НА СЦЕНЕ Cтокгольмского королевского драматического театра (Драматен) состоялась премьера Августа Стриндберга "Сонаты призраков" в постановке Ингмара Бергмана. Это четвертое обращение режиссера к пьесе. И вторая ее постановка на сцене Драматена.
Пронизывающая музыка Бартока: из кромешной черноты сцены появляются кинопроекции двух домов. На их фоне вдруг рассыпаются все персонажи пьесы - как групповая карикатура. Они исчезнут так же внезапно, как появились. Бергман подчеркивает ненастоящесть, карикатурность персонажей - обитателей домов с красивым фасадом и затхлым интерьером. Режиссер сплетает воедино эту карикатурность и символизм, конкретные типажи и бесплотные призраки.
Студент, уставший от подвигов, бредет домой. По дороге он встретит свою судьбу - старца, прикованного к инвалидному креслу и цепляющегося за жизнь окровавленными руками. То ли следы былых преступлений, то ли "цитата" из биографии автора. (В момент написания пьесы у Стриндберга обострился псориаз и кровоточили руки.)
Прошлое и будущее причудливо переплелись в пьесе и спектакле. Студент видит призрак молочницы - она персонаж из темного прошлого старца, директора Хуммеля. Директор Хуммель (Ян Мальмше) предвидит будущее студента: Фрекен с мертвыми, закатившимися глазами, у которой и вовсе будущего нет. Будущее у Бергмана страшнее, чем у Стриндберга. У Стриндберга Фрекен - прекрасна, но больна, у Бергмана - больна и отвратительна. Она плоть от плоти своих родителей - Мумии и своего настоящего отца Директора Хуммеля. Фрекен (Элин Клинга) похожа на ящерицу, разбуженную солнцем. Она не знает, что ей делать, куда бежать. Энергии и любви студента недостаточно, чтобы согреть ее холодную кровь. Она обречена. Безобразные предсмертные судороги, рубаха в крови, ширма смерти - и все! Ее юность так же некрасива, как старость ее матери, Мумии, сидящей в гардеробе и кричащей попугаем. Красота только в камне, в совершенных линиях статуи - портрет Мумии в молодости. Лишь раз Мумия (Гуннель Линдблум) забудет про птичью пластику, и голос ее зазвучит уверенно, без попугайских интонаций. Она произнесет приговор Хуммелю, окончательный и бесповоротный.
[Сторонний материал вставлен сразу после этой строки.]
PR #524, opened 2022-04-06
[erc721-with-balance] add new strategy for erc721-with-balance

evahteev:
@ChaituVR I've created the strategy for erc721-with-balance limiting the voting power is to one per account, where balance exists. Please review.


ChaituVR (changes requested):
Hi @evahteev sorry for the confusion in name but https://snapshot.org/#/strategy/erc20-with-balance will work for erc721 too, we are looking to rename this strategy but for now, you can use it :) closing this for now feel free to reopen if required :)

PR #529, opened 2022-04-08
[squadz-power] Add Squadz-Power Strategy

EzraWeller:
Fixes # .

- Adding a new strategy for "Squadz" collections (squadz.xyz)

### DIFF
--- a/src/strategies/squadz-power/index.ts
+++ b/src/strategies/squadz-power/index.ts
@@ -1,0 +1,48 @@
+import { multicall } from '../../utils';
+
+export const author = 'EzraWeller';
+export const version = '0.0.1';
+
+const engineAddresses: { [network: string]: string } = {
+  '5': "0x7beaa4e60e0faab603e99813f0f2330704b53086",
+  '80001': "0x39235b78626d8fa4ef6a81ba5616c58708ba4ea5",
+  '137': "0xb4a1a96ffa514b295b9a0de127288ec7d09e4e7c",
+  '4': "0xbeea7483aef24502a27eb7a35aad55280f8e2ebc"
+}
+
+const engineAbi = [
+  'function getMemberInfo(address, uint256, address) view returns (uint256, uint256, uint256, bool, bool, uint256, uint256)'
+]
+
+export async function strategy(
+  space,
+  network,
+  provider,
+  addresses,
+  options,
+  snapshot
+) {
+  const blockTag = typeof snapshot === 'number' ? snapshot : 'latest';
+
+  if (Object.keys(engineAddresses).includes(network))
+    console.warn('Invalid network:', network, 'not in', Object.keys(engineAddresses));
+
+  const engineAddress = engineAddresses[network];
+  const forkNumber = options.forkNumber ?? 0;
+
+  const response = await multicall(
+    network,
+    provider,
+    engineAbi,
+    addresses.map(member => [
+      engineAddress,
+      'getMemberInfo',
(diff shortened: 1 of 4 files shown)


src/strategies/squadz-power/index.ts
```diff
@@ -0,0 +1,48 @@
...
+  network,
+  provider,
+  addresses,
+  options,
+  snapshot
+) {
+  const blockTag = typeof snapshot === 'number' ? snapshot : 'latest';
+
+  if (Object.keys(engineAddresses).includes(network))
+    console.warn('Invalid network:', network, 'not in', Object.keys(engineAddresses));
```
ChaituVR, line 28: This shows a warning always:
```
console.warn
    Invalid network: 5 not in [ '4', '5', '137', '80001' ]

      17 |     const blockTag = typeof snapshot === 'number' ? snapshot : 'latest';
      18 |     if (Object.keys(engineAddresses).includes(network))
    > 19 |         console.warn('Invalid network:', network, 'not in', Object.keys(engineAddresses));
         |                 ^
      20 |     const engineAddress = engineAddresses[network];
      21 |     const forkNumber = options.forkNumber ?? 0;
      22 |     const response = await (0, utils_1.multicall)(network, provider, engineAbi, addresses.map(member => [
      ```
      maybe there is should be not includes, but we don;'t really need this :) better to remove,

**Review by ChaituVR — CHANGES_REQUESTED** [review]

File: src/strategies/squadz-power/index.ts (hunk 1 above)
Comment (EzraWeller) [reply src/strategies/squadz-power/index.ts:28]: Would be fine to remove, but it would nice to have some indicator somewhere of which networks are supported. Is there a better place for that?

File: src/strategies/squadz-power/index.ts [hunk 2]
```diff
@@ -0,0 +1,48 @@
...
+  space,
+  network,
+  provider,
+  addresses,
+  options,
+  snapshot
+) {
+  const blockTag = typeof snapshot === 'number' ? snapshot : 'latest';
+
+  if (Object.keys(engineAddresses).includes(network))
```
ChaituVR, line 27:
```suggestion
  if (!Object.keys(engineAddresses).includes(network))
```

src/strategies/squadz-power/index.ts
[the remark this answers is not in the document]
EzraWeller: Previously, you mentioned this was always creating a warning: is that because the type of `network` is number and not string? 

At any rate, if that was always warning, this will always throw, right? I'm happy to have this error here if we can have it behave as intended and not always throw.

src/strategies/squadz-power/index.ts
EzraWeller: :)

src/strategies/squadz-power/index.ts
```diff
@@ -0,0 +1,48 @@
...
+  network,
+  provider,
+  addresses,
+  options,
+  snapshot
+) {
+  const blockTag = typeof snapshot === 'number' ? snapshot : 'latest';
+
+  if (!Object.keys(engineAddresses).includes(network))
+    throw new Error('Invalid network:', network, 'not in', Object.keys(engineAddresses));
```
ChaituVR, line 28: Sorry about that, should be like this:
```suggestion
    throw new Error('Invalid network:' + network +  'not in' + Object.keys(engineAddresses));
```

EzraWeller: no prob

ChaituVR (approved):

PR #534, opened 2022-04-09
[masterchef-pool-balance-no-rewarddebt] Add masterchef-pool-balance-no-rewarddebt

Defimatt:
Masterchef pool balance strategy. Differs from strategy masterchef-pool-balance by working with masterchefs that only return an amount from userInfo, not a rewardDebt.

### DIFF
--- a/src/strategies/masterchef-pool-balance-no-rewarddebt/index.ts
+++ b/src/strategies/masterchef-pool-balance-no-rewarddebt/index.ts
@@ -1,0 +1,160 @@
+import { formatUnits } from '@ethersproject/units';
+import { multicall } from '../../utils';
+import { BigNumber } from '@ethersproject/bignumber';
+
+export const author = 'defimatt';
+export const version = '0.0.1';
+
+/*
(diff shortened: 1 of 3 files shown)


src/strategies/masterchef-pool-balance-no-rewarddebt/index.ts
```diff
@@ -0,0 +1,160 @@
...
+        internalType: 'uint32',
+        name: '_blockTimestampLast',
+        type: 'uint32'
+      }
+    ],
+    payable: false,
+    stateMutability: 'view',
+    type: 'function'
+  }
+];
```
ChaituVR, line 89:
```suggestion
const abi = [
  'function userInfo(uint256, address) view returns (uint256 amount)',
  'function totalSupply() view returns (uint256)',
  'function getReserves() view returns (uint112 _reserve0, uint112 _reserve1, uint32 _blockTimestampLast)'
];
```

ChaituVR (changes requested):

ChaituVR (approved):

PR #536, opened 2022-04-10
add strategy contract-call-with-divisor

SvenMeyer:
- adds strategy contract-call-with-divisor which is strategy contract-call where the final score is being divided by a fixed divisor (provided in options).

- tests passing, score result looks ok


ChaituVR:
Closing this as discussed in discord to add operation to math strategy, we can reopen this if needed

Issue #533, opened 2022-04-09
"erc1155-all-balances-of" malfunction


hjjlxm:
### Case

A lot of people are showing the wrong amount of nfts they hold in the snapshot vote with [an 1155 smart contract](https://etherscan.io/address/0x71eb5c179ceb640160853144cbb8df5bd24ab5cc), 

Proposal (with comment box): https://snapshot.org/#/xphunksdao.eth/proposal/0xc0bad5da5de8e248f380b59498ace9c3e16644d607a01778e00861ee715eee36

### Expected behavior

The strategy's function: to calculate the VP of all token IDs under an erc1155 contract.

This ticket is supposed to identify if there's something wrong with its function.

### Steps to reproduce the behavior

Tested with the user address 0x06658Fd70023f527BFAc1A6d9141C56d99c65129 who actually owns **dozens of** the contract NFT in wallet at the snapshot, while in the [playground](https://snapshot.org/#/playground/erc1155-all-balances-of?query=eyJwYXJhbXMiOnsiYWRkcmVzcyI6IjB4NzFlQjVDMTc5Q2VCNjQwMTYwODUzMTQ0Q2JiOGRGNWJkMjRhQjVjQyIsInN5bWJvbCI6InhQaHVuayJ9LCJuZXR3b3JrIjoiMSIsInNuYXBzaG90IjoiMTQ1NDgwNjAiLCJhZGRyZXNzZXMiOlsiMHgwNjY1OEZkNzAwMjNmNTI3QkZBYzFBNmQ5MTQxQzU2ZDk5YzY1MTI5Il19
) it shows **2**.

ChaituVR:
The subgraph used in this strategy is not working anymore, I would suggest you create your own strategy using this subgraph
https://thegraph.com/explorer/subgraph?id=GCQVLurkeZrdMf4t5v5NyeWJY8pHhfE9sinjFMjLYd9C&view=Playground

hjjlxm:
Thanks, I'll try.  Btw, the strategy itself might be a frequent use case, esp. more NFTs may adopt erc1155 in the future. Would like to ask, from the snapshot side, how will you deal with such useful strategy which however has failed in function?

ChaituVR:
@hjjlxm We are looking into it, right now on snapshot there is no easy way to create a common strategy with a decentralized subgraph like above, and there is no common function on-chain for erc1155 contracts to get all tokens balance,

PR #540, opened 2022-04-12
erc1155-all-balance-of strategy warning in readme

ChaituVR:
Related to https://github.com/snapshot-labs/snapshot-strategies/issues/533


ChaituVR:
Not needed any more fixed in #551

PR #543, opened 2022-04-13
added minto strategy [minto-balance-of-all]

btcmt-minto:
added new strategy


btcmt-minto:
@ChaituVR we've run test locally, all passed 
image

src/strategies/minto-balance-of-all/index.ts
```diff
@@ -0,0 +1,63 @@
...
+  ]);
+
+  return Object.fromEntries(
+    addresses.map((address) => {
+      const sum =
+        parseFloat(formatUnits(result[address], options.decimals)) +
+        parseFloat(formatUnits(resultStaking[address][1], options.decimals)) +
+        parseFloat(
+          formatUnits(resultAutoStaking[address][0], options.decimals)
+        );
```
ChaituVR, line 59: Hi @btcmt-minto I feel like you can call three `contract-call` strategies here in your space, the result will be the sum of these three strategies. 
https://snapshot.org/#/strategy/contract-call

Please try and let me know if contract-call doesn't work for your

ChaituVR (changes requested):

src/strategies/minto-balance-of-all/index.ts
btcmt-minto: Hi @ChaituVR! A contract-call strategy might work for us if the result of contract methods would be uint but we have objects.

ChaituVR: @btcmt-minto You can specify `output` in your strategy params to read an object,
you can check the code here https://github.com/snapshot-labs/snapshot-strategies/blob/master/src/strategies/contract-call/index.ts

ChaituVR (changes requested):

btcmt-minto:
@btcmt-minto Could you please provide an example of reading objects from several contracts? I've checked code and readme file and didn't catch ho to implement that

ChaituVR:
Hey @btcmt-minto you can add multiple contract-call strategies to your space, the result will be sum of these strategies, but just now realized that you have to read an array `resultStaking[address][1]` which may not be possible yet, so I think I will merge this now :)

ChaituVR (approved):

PR #553, opened 2022-04-18
[fantomstarter-staked-nft] FantomStarter NFT Staker and Owner calls

Igoranze:
Added FantomStarter Requests for proposals.

- Aks Staker contract if any FS NFT has been staked for the wallet (calculate price of FS tokens)
- Aks Factory if address is owner of FS NFT (calculate price of FS tokens)


src/strategies/index.ts
```diff
@@ -589,7 +591,9 @@ const strategies = {
   'gno-vote-weight': gno,
   'uma-voting': umaVoting,
   'masterchef-pool-balance-no-rewarddebt': masterchefPoolBalanceNoRewarddebt,
-  'proof-of-humanity': proofOfHumanity
+  'proof-of-humanity': proofOfHumanity,
+  'fantomstarter-staked-nft': fantomStarterStakedNFT,
+  'fantomstarter-owned-nft': fantomStarterOwnedNFT
```
ChaituVR, line 596: Hi @Igoranze Please create separate PRs for these two strategies, it will be easy to review/integrate/refer

ChaituVR (changes requested):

Директор Хуммель - скупщик чужих векселей, тайн и душ, лысенький монстр с воспаленными глазами, плохо держащийся на больных ногах. Он комичен и страшен, величествен, неуязвим и жалок одновременно. Он придумал и срежиссировал этот бал мертвецов. Он же стал его первой жертвой. Владельца чужих тайн погубили его собственные. Опознанный слугой Бенгтсоном, Хуммель тает на глазах, теряет свою мистическую власть. Бенгтсон (Эрланд Йозефсон) - единственный живой характер во всем спектакле. (Исполнителю роли студента Юнасу Мальмше не хватает мастерства и красок, чтобы не слиться с отрядом призраков. Молодые актеры Элин Клинга и Юнас Мальмше сильно уступают своим старшим коллегам. Виртуозности и яркости старших противостоит, к сожалению, бесцветность и схематичность младших.)
В этой версии пьесы Бергман беспощаден практически ко всем персонажам. Он раздевает их в прямом и переносном смысле, срывает маски, накладные волосы или вставные зубы. У кого что есть. В спектакле нет и намека на ту поэтичность, которая заложена в тексте. В пьесе Стриндберга мудрое созерцание и ожидание покоя, в спектакле - ужас бытия и суета. У Стриндберга в финале "музыка, тихая, нежно-печальная", у Бергмана - тревожность Бартока.